PR #674, opened 2018-01-05
iOS-439: Add endpoint to allow fetching details for multiple users

designatednerd:
Added API to allow group chat to easily fetch the details for a bunch of users in one chat + tests.


Toshi/APIClients/idAPIClient.swift
```diff
@@ -430,6 +430,58 @@ typealias DappCompletion = (_ dapps: [Dapp]?, _ error: ToshiError?) -> Void
...
+            // No addresses to actually fetch = no users to return.
+            completion([], nil)
+            
+            return
+        }
+        
+        if addresses.count >= 1000 {
+            // This is beyond the bounds of what this API is supposed to be able to handle:
+            // https://bakkenbaeck.slack.com/archives/C0PHFR45V/p1515150276000331
+            assertionFailure("Talk to the backend team about increasing the limit or paginating results")
```
tristan: The issue with the limit is a physical limit of processing the query string up to a certain length (2^16 characters). It's not physically possible to increase it server side.

Pagination server side also doesn't make sense as the result is exactly the number of values the client asks for, thus pagination would just be breaking up the `addresses` list into batches (and due to the above limitation, pagination server side wouldn't help).

I would also say it's probably better to make the batches even smaller at ~100 per batch, for both server and client performance reasons, but we'd have to do some testing around this.

Not sure where this batching should be done, but this assertion definitely isn't correct

designatednerd: fair enough, I'll update it.

designatednerd:
@yuliaveres @tristan ready for another look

───

=== What you have to do ===
Lines with "details": copy every one of them from the listing above.

=== Your response ===
iOS-439: Add endpoint to allow fetching details for multiple users
Added API to allow group chat to easily fetch the details for a bunch of users in one chat + tests.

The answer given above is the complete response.